- [EXERCISE REQUIREMENTS] The word "move" may appear in some of the lines below. State how many lines contain it, and write only that number.

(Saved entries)

PR #4321, opened 2015-10-07
(PUP-4055) Add DNF package provider

whopper:
This series of commits adds a new DNF provider to Puppet, which is necessary due to Fedora's move from Yum to DNF.

A few updates to the Yum provider were required to make way for the new provider, which is its child.

### DIFF
--- a/acceptance/lib/puppet/acceptance/rpm_util.rb
+++ b/acceptance/lib/puppet/acceptance/rpm_util.rb
@@ -4,19 +4,30 @@ module Puppet
       # Utilities for creating a basic rpm package and using it in tests
       @@defaults = {:repo => '/tmp/rpmrepo', :pkg => 'mypkg', :publisher => 'tstpub.lan', :version => '1.0'}
 
+      def rpm_provider(agent)
+        has_dnf = on(agent, 'which dnf', :acceptable_exit_codes => [0,1]).exit_code
+        if has_dnf == 0
+          'dnf'
+        else
+          'yum'
+        end
+      end
+
       def setup(agent)
+        cmd = rpm_provider(agent)
         required_packages = ['createrepo', 'rpm-build']
         required_packages.each do |pkg|
-          unless ((on agent, "yum list installed #{pkg}", :acceptable_exit_codes => (0..255)).exit_code == 0) then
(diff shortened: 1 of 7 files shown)


whopper:
Retargeted version of https://github.com/puppetlabs/puppet/pull/4308

acceptance/lib/puppet/acceptance/rpm_util.rb
```diff
@@ -4,19 +4,31 @@ module RpmUtils
       # Utilities for creating a basic rpm package and using it in tests
       @@defaults = {:repo => '/tmp/rpmrepo', :pkg => 'mypkg', :publisher => 'tstpub.lan', :version => '1.0'}
 
+      def rpm_provider(agent)
+        os = on(agent, facter('operatingsystem')).stdout.chomp
+        maj_version = on(agent, facter('operatingsystemmajrelease')).stdout.chomp
+        if os == 'Fedora' && maj_version.to_i >= 22
```
branan: Can we instead just test if the DNF executable exists, so we don't have to update this when other RPM-based distros move over?

lib/puppet/provider/package/dnf.rb
```diff
@@ -0,0 +1,36 @@
...
+
+  This provider supports the `install_options` attribute, which allows command-line flags to be passed to dnf.
+  These options should be specified as a string (e.g. '--flag'), a hash (e.g. {'--flag' => 'value'}),
+  or an array where each element is either a string or a hash."
+
+  has_feature :install_options, :versionable, :virtual_packages
+
+  commands :cmd => "dnf", :rpm => "rpm"
+
+  if command('rpm')
```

- [EXERCISE RESPONSE] 2